I want to make sure I am getting this concept right:
In Hadoop the Definite Guide it is stated that: "the goal while designing a file system is always to reduce the number of seeks in comparison to the amount of data to be transferred." In this statement the author is referring to the "seeks()" of Hadoop logical blocks, right?
I am thinking that no matter how big the Hadoop block size is (64MB or 128MB or bigger) the number of seeks of the physical blocks (which are usually 4KB or 8KB) that the underlying filesystem (e.g. ext3/fat) will have to perform will be the same no matter the size of Hadoop block size.
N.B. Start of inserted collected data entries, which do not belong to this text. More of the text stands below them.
PR #1358, opened 2023-02-23
Produce a meaningful diagnostic for "#elif" typo

TiagoMaiaL:
## Purpose

To fix the second part of issue https://github.com/apple/swift-syntax/issues/1221: emit a proper diagnostic and fixit for the common `#elif` typo.

## Implementation details

I've considered two approaches:
1. Add a new `elif` case to the `TokenKind` enums, and later on use it to generate the proper diagnostic
2. Use the existing `pound` `TokenKind`  to determine if the user has a typo in the code and generate the diagnostic

I chose the second option because it didn't require changes to the `TokenKind` enums. I'm now adding unexpected tokens for the `.pound` + `.identifier` cases. If the identifier text is `elif`, I synthesize a `poundElseIf` token. I don't know how we could also check for `.pound` + `.keywords`, or if this would be needed.

For the diagnostic generations, I'm adding the proper fixit for the `elif` case, and if the identifier is any other word, I just add a generic diagnostic for it.

Any tip or help to get this right is really appreciated. Thank you in advance.

### DIFF
--- a/Sources/SwiftParser/Directives.swift
+++ b/Sources/SwiftParser/Directives.swift
@@ -16,11 +16,13 @@ extension Parser {
   private enum IfConfigContinuationClauseStartKeyword: TokenSpecSet {
     case poundElseifKeyword
     case poundElseKeyword
+    case pound
 
     var spec: TokenSpec {
       switch self {
       case .poundElseifKeyword: return .poundElseifKeyword
       case .poundElseKeyword: return .poundElseKeyword
+      case .pound: return TokenSpec(.pound, recoveryPrecedence: .openingPoundIf)
       }
     }
 
@@ -28,6 +30,7 @@ extension Parser {
       switch PrepareForKeywordMatch(lexeme) {
       case TokenSpec(.poundElseifKeyword): self = .poundElseifKeyword
       case TokenSpec(.poundElseKeyword): self = .poundElseKeyword
+      case TokenSpec(.pound): self = .pound
       default: return nil
       }
     }
@@ -100,56 +103,64 @@ extension Parser {
     }
 
     var clauses = [RawIfConfigClauseSyntax]()
-    do {
-      var firstIteration = true
-      var loopProgress = LoopProgressCondition()
-      while let poundIfHandle = firstIteration ? self.canRecoverTo(.poundIfKeyword) : self.canRecoverTo(anyIn: IfConfigContinuationClauseStartKeyword.self)?.handle,
-        loopProgress.evaluate(self.currentToken)
-      {
-        var (unexpectedBeforePoundIf, poundIf) = self.eat(poundIfHandle)
-        firstIteration = false
-        // Parse the condition.
-        let condition: RawExprSyntax?
-        switch poundIf.tokenKind {
-        case .poundIfKeyword, .poundElseifKeyword:
+
+    // Parse #if
+    let (unexpectedBeforePoundIfKeyword, poundIfKeyword) = self.expect(.poundIfKeyword)
+    let condition = RawExprSyntax(self.parseSequenceExpression(.basic, forDirective: true))
+
+    clauses.append(
+      RawIfConfigClauseSyntax(
+        unexpectedBeforePoundIfKeyword,
+        poundKeyword: poundIfKeyword,
+        condition: condition,
+        elements: syntax(&self, parseIfConfigClauseElements(parseElement, addSemicolonIfNeeded: addSemicolonIfNeeded)),
+        arena: self.arena
+      )
+    )
+
+    // Proceed to parse #if continuation clauses (#elseif, #else, check #elif typo, #endif)
+    var loopProgress = LoopProgressCondition()
+    LOOP: while let (match, handle) = self.canRecoverTo(anyIn: IfConfigContinuationClauseStartKeyword.self), loopProgress.evaluate(self.currentToken) {
+      var unexpectedBeforePoundKeyword: RawUnexpectedNodesSyntax?
+      var poundKeyword: RawTokenSyntax
+      let condition: RawExprSyntax?
+
+      switch match {
+      case .poundElseifKeyword:
+        (unexpectedBeforePoundKeyword, poundKeyword) = self.eat(handle)
+        condition = RawExprSyntax(self.parseSequenceExpression(.basic, forDirective: true))
+      case .poundElseKeyword:
+        (unexpectedBeforePoundKeyword, poundKeyword) = self.eat(handle)
+        if let ifToken = self.consume(if: .init(.if, allowAtStartOfLine: false)) {
+          unexpectedBeforePoundKeyword = RawUnexpectedNodesSyntax(combining: unexpectedBeforePoundKeyword, poundKeyword, ifToken, arena: self.arena)
+          poundKeyword = self.missingToken(.poundElseifKeyword)
           condition = RawExprSyntax(self.parseSequenceExpression(.basic, forDirective: true))
-        case .poundElseKeyword:
-          if let ifToken = self.consume(if: .init(.if, allowAtStartOfLine: false)) {
-            unexpectedBeforePoundIf = RawUnexpectedNodesSyntax(combining: unexpectedBeforePoundIf, poundIf, ifToken, arena: self.arena)
-            poundIf = self.missingToken(.poundElseifKeyword)
-            condition = RawExprSyntax(self.parseSequenceExpression(.basic, forDirective: true))
-          } else {
-            condition = nil
-          }
-        default:
-          preconditionFailure("The loop condition should guarantee that we are at one of these tokens")
+        } else {
+          condition = nil
         }
-
-        var elements = [Element]()
-        do {
-          var elementsProgress = LoopProgressCondition()
-          while !self.at(.eof) && !self.at(.poundElseKeyword, .poundElseifKeyword, .poundEndifKeyword) && elementsProgress.evaluate(currentToken) {
-            let newItemAtStartOfLine = self.currentToken.isAtStartOfLine
-            guard let element = parseElement(&self, elements.isEmpty), !element.isEmpty else {
-              break
-            }
-            if let lastElement = elements.last, let fixedUpLastItem = addSemicolonIfNeeded(lastElement, newItemAtStartOfLine, &self) {
-              elements[elements.count - 1] = fixedUpLastItem
-            }
-            elements.append(element)
+      case .pound:
+        if self.atElifTypo() {
+          (unexpectedBeforePoundKeyword, poundKeyword) = self.eat(handle)
+          guard let elif = self.consume(if: TokenSpec(.identifier, allowAtStartOfLine: false)) else {
+            preconditionFailure("The current token should be an identifier, guaranteed by the `atElifTypo` check.")
           }
+          unexpectedBeforePoundKeyword = RawUnexpectedNodesSyntax(combining: unexpectedBeforePoundKeyword, poundKeyword, elif, arena: self.arena)
+          poundKeyword = self.missingToken(.poundElseifKeyword)
+          condition = RawExprSyntax(self.parseSequenceExpression(.basic, forDirective: true))
+        } else {
+          break LOOP
         }
-
-        clauses.append(
-          RawIfConfigClauseSyntax(
-            unexpectedBeforePoundIf,
-            poundKeyword: poundIf,
-            condition: condition,
-            elements: syntax(&self, elements),
-            arena: self.arena
-          )
-        )
       }
+
+      clauses.append(
+        RawIfConfigClauseSyntax(
+          unexpectedBeforePoundKeyword,
+          poundKeyword: poundKeyword,
+          condition: condition,
+          elements: syntax(&self, parseIfConfigClauseElements(parseElement, addSemicolonIfNeeded: addSemicolonIfNeeded)),
+          arena: self.arena
+        )
+      )
     }
 
     let (unexpectedBeforePoundEndIf, poundEndIf) = self.expect(.poundEndifKeyword)
@@ -159,6 +170,40 @@ extension Parser {
       poundEndif: poundEndIf,
       arena: self.arena
     )
+  }
+
+  private mutating func atElifTypo() -> Bool {
+    guard self.at(TokenSpec(.pound)), self.currentToken.trailingTriviaText.isEmpty else {
+      return false
+    }
+    var lookahead = self.lookahead()
+    lookahead.consumeAnyToken()  // consume `#`
+    guard lookahead.at(TokenSpec(.identifier, allowAtStartOfLine: false)), lookahead.currentToken.tokenText == "elif", lookahead.currentToken.leadingTriviaText.isEmpty else {
+      return false  // `#` and `elif` must not be separated by trivia
+    }
+    lookahead.consumeAnyToken()  // consume `elif`
+    // We are only at a `elif` typo if it’s followed by an identifier for the condition.
+    // `#elif` or `#elif(…)` could be macro invocations.
+    return lookahead.at(TokenSpec(.identifier, allowAtStartOfLine: false))
+  }
+
+  private mutating func parseIfConfigClauseElements<Element: RawSyntaxNodeProtocol>(
+    _ parseElement: (_ parser: inout Parser, _ isFirstElement: Bool) -> Element?,
+    addSemicolonIfNeeded: (_ lastElement: Element, _ newItemAtStartOfLine: Bool, _ parser: inout Parser) -> Element?
+  ) -> [Element] {
+    var elements = [Element]()
+    var elementsProgress = LoopProgressCondition()
+    while !self.at(.eof) && !self.at(.poundElseKeyword, .poundElseifKeyword, .poundEndifKeyword) && !self.atElifTypo() && elementsProgress.evaluate(currentToken) {
+      let newItemAtStartOfLine = self.currentToken.isAtStartOfLine
+      guard let element = parseElement(&self, elements.isEmpty), !element.isEmpty else {
+        break
+      }
+      if let lastElement = elements.last, let fixedUpLastItem = addSemicolonIfNeeded(lastElement, newItemAtStartOfLine, &self) {
+        elements[elements.count - 1] = fixedUpLastItem
+      }
+      elements.append(element)
+    }
+    return elements
   }
 }
 
--- a/Tests/SwiftParserTest/translated/IfconfigExprTests.swift
+++ b/Tests/SwiftParserTest/translated/IfconfigExprTests.swift
@@ -465,6 +465,102 @@ final class IfconfigExprTests: XCTestCase {
     )
   }
 
+  func testIfConfigExpr32() {
+    assertParse(
+      """
+      #if arch(x86_64)
+        debugPrint("x86_64")
+      1️⃣#elif arch(arm64)
+        debugPrint("arm64")
+      #else
+        debugPrint("Some other architecture.")
+      #endif
+      """,
+      diagnostics: [
+        DiagnosticSpec(
+          message: "use of unknown directive '#elif'",
+          fixIts: ["replace '#elif' with '#elseif'"]
+        )
+      ],
+      fixedSource: """
+        #if arch(x86_64)
+          debugPrint("x86_64")
+        #elseif arch(arm64)
+          debugPrint("arm64")
+        #else
+          debugPrint("Some other architecture.")
+        #endif
+        """
+    )
+  }
+
+  func testIfConfigExpr33() {
+    assertParse(
+      """
+      #if arch(x86_64)
+      #line
+      #endif
+      """
+    )
+  }
+
+  // FIXME: Parsing should generate diagnostics - https://github.com/apple/swift-syntax/issues/1395
+  func testIfConfigExpr34() {
+    assertParse(
+      """
+      #if MY_FLAG
+      #
+      elif
+      #endif
+      """
+    )
+  }
+
+  // FIXME: Parsing should generate diagnostics - https://github.com/apple/swift-syntax/issues/1395
+  func testIfConfigExpr35() {
+    assertParse(
+      """
+      #if MY_FLAG
+      # elif
+      #endif
+      """
+    )
+  }
+
+  func testIfConfigExpr36() {
+    assertParse(
+      """
+      switch x {
+        1️⃣#()
+      #if true
+        2️⃣bar()
+      #endif
+        case .A, .B:
+          break
+      }
+      """,
+      diagnostics: [
+        DiagnosticSpec(message: "unexpected code '#()' before conditional compilation clause"),
+        DiagnosticSpec(
+          locationMarker: "2️⃣",
+          message: "all statements inside a switch must be covered by a 'case' or 'default' label",
+          fixIts: ["insert label"]
+        ),
+      ],
+      fixedSource: """
+        switch x {
+          #()
+        #if true
+        case <#identifier#>:
+          bar()
+        #endif
+          case .A, .B:
+            break
+        }
+        """
+    )
+  }
+
   func testUnknownPlatform1() {
     assertParse(
       """
--- a/Sources/SwiftParserDiagnostics/ParseDiagnosticsGenerator.swift
+++ b/Sources/SwiftParserDiagnostics/ParseDiagnosticsGenerator.swift
@@ -865,10 +865,18 @@ public class ParseDiagnosticsGenerator: SyntaxAnyVisitor {
           unexpectedBeforePoundKeyword
           .suffix(2)
           .compactMap { $0.as(TokenSyntax.self) }
+        var diagnosticMessage: DiagnosticMessage?
+
         if unexpectedTokens.map(\.tokenKind) == [.poundElseKeyword, .keyword(.if)] {
+          diagnosticMessage = StaticParserError.unexpectedPoundElseSpaceIf
+        } else if unexpectedTokens.first?.tokenKind == .pound, unexpectedTokens.last?.text == "elif" {
+          diagnosticMessage = UnknownDirectiveError(unexpected: unexpectedBeforePoundKeyword)
+        }
+
+        if let diagnosticMessage = diagnosticMessage {
           addDiagnostic(
             unexpectedBeforePoundKeyword,
-            StaticParserError.unexpectedPoundElseSpaceIf,
+            diagnosticMessage,
             fixIts: [
               FixIt(
                 message: ReplaceTokensFixIt(replaceTokens: unexpectedTokens, replacements: [clause.poundKeyword]),


Sources/SwiftParser/Directives.swift
```diff
@@ -121,14 +124,23 @@ extension Parser {
           } else {
             condition = nil
           }
+        case .pound:
```
ahoppen, line 127: Your implementation currently also constructs a `#elseif` for everything other than `#elif`. For example if you have

```swift
#if MY_FLAG
#line
#endif
```

I think this would treat `#line` just like `#elseif`, producing a diagnostic, even though the code is valid.

Also, we need to consider that someone might have declared a macro named `elif` that doesn’t take any parameters and thus even

```swift
#if MY_FLAG
#elif
#endif
```

might be valid Swift (it’s not yet because [SE-0382](https://github.com/apple/swift-evolution/blob/main/proposals/0382-expression-macros.md) hasn’t been accepted yet, but it will probably be valid soon).

So, what I think you need to do is, first thing in the loop, even before `self.eat(poundIfHandle)`, you need to check that 
(a) the `#` is followed by `elif` and 
(b) that `elif` is followed by another identifier which is on the same line as `elif`. 

(b) should ensure that we can disambiguate between the macro case and `#elif` which was meant to be `#elseif`

ahoppen (commented):
Thank you. I think you are going in the right direction but macros are making this harder because `#elif` could be a macro invocation. See my comment inline.

Tests/SwiftParserTest/translated/IfconfigExprTests.swift
```diff
@@ -457,6 +457,45 @@ final class IfconfigExprTests: XCTestCase {
...
+  
+  func testIfConfigExpr33() {
+    AssertParse(
+      """
+      #if arch(x86_64)
+      #line
+      #endif
+      """
+    )
+  }
```
ahoppen, line 497: I just ran this test locally and don’t think it passes.

TiagoMaiaL: Yes, it doesn't. I added it to make sure I'm not breaking anything. If you think it doesn't make sense, I can remove it.

Sources/SwiftParser/Directives.swift
TiagoMaiaL: Thank you for the tip. I'm trying to accomplish what you suggested. I'll submit the code once it's ready.

TiagoMaiaL: @ahoppen I'm doing the check in the following code:
```swift
         var atElifTypo: Bool {
           guard self.at(.pound) else {
             return false
           }

           lookahead.consumeAnyToken()

           if lookahead.at(.identifier), lookahead.currentToken.tokenText == "elif" {
             lookahead.consumeAnyToken()
           } else {
             return false
           }

           return lookahead.at(.identifier)
         }
```

The tests are passing, although I'm not sure if this is enough.

ahoppen (commented):
Sorry for the delay. I started a review but forgot to submit the comments 😬

Sources/SwiftParser/Directives.swift
```diff
@@ -106,29 +109,58 @@ extension Parser {
       while let poundIfHandle = firstIteration ? self.canRecoverTo(.poundIfKeyword) : self.canRecoverTo(anyIn: IfConfigContinuationClauseStartKeyword.self)?.handle,
         loopProgress.evaluate(self.currentToken)
       {
-        var (unexpectedBeforePoundIf, poundIf) = self.eat(poundIfHandle)
-        firstIteration = false
-        // Parse the condition.
+        var unexpectedBeforePoundIf: RawUnexpectedNodesSyntax?
+        var poundIf: Parser.Token
```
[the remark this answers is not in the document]
TiagoMaiaL: The types do not match when I use `Lexer.Lexeme`. Am I missing something?
Screenshot 2023-03-08 at 20 24 00

Sources/SwiftParser/Directives.swift
```diff
@@ -106,29 +109,58 @@ extension Parser {
...
+          } else {
+            return false
+          }
+
+          return lookahead.at(.identifier)
+        }
+
+        if atElifTypo {
+          (unexpectedBeforePoundIf, poundIf) = self.eat(poundIfHandle)
+          guard let identifier = self.consume(if: TokenSpec(.identifier, allowAtStartOfLine: false)) else {
```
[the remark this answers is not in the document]
TiagoMaiaL: Hey @ahoppen, I've added the following tests and they are passing, but I think they shouldn't:
```swift
  func testIfConfigExpr34() {
    AssertParse(
      """
      #if MY_FLAG
      #
      elif
      #endif
      """
    )
  }
  
  func testIfConfigExpr35() {
    AssertParse(
      """
      #if MY_FLAG
      # elif
      #endif
      """
    )
  }
```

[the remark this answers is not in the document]
ahoppen: Could you share what kind of syntax trees these produce? Either with `swift-parser-cli print-tree /path/to/file/containing/snippet.swift` or by setting a breakpoint in `AssertParse` and running `e print(tree.recursiveDescription)`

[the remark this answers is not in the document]
TiagoMaiaL: Sure. For the code in `testIfConfigExpr34`, it prints the following tree:
```swift
SourceFileSyntax children=2
      0: IfConfigDeclSyntax children=2
        0: IfConfigClauseListSyntax children=1
          0: IfConfigClauseSyntax children=3
            0: poundIfKeyword
              0: identifier("MY_FLAG")
            2: CodeBlockItemListSyntax children=1
                0: MacroExpansionExprSyntax children=3
                  0: pound
                  1: identifier("elif")
                  2: TupleExprElementListSyntax
        1: poundEndifKeyword
  1: eof
```

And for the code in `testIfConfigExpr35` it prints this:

Example: To keep numbers simple, assume underlying file system block size is 1MB. We want to read a file of size 128MB. If the Hadoop block size is 64MB, the file occupies 2 blocks. When reading there are 128 seeks. if the Hadoop block size is increased to 128MB, the number of seeks performed by the files system is still 128. In the second case, Hadoop will perform 1 seek instead of 2.
Is my understanding correct?
If I am correct, a substantial performance improvement by increasing block size will only be observed only for very large files, right? I am thinking that in the case of files that are in the 1~GB size range, reducing the number of seeks from ~20 seeks (64MB block size) to ~10 seek (128MB block size) shouldn't make much of a difference, right?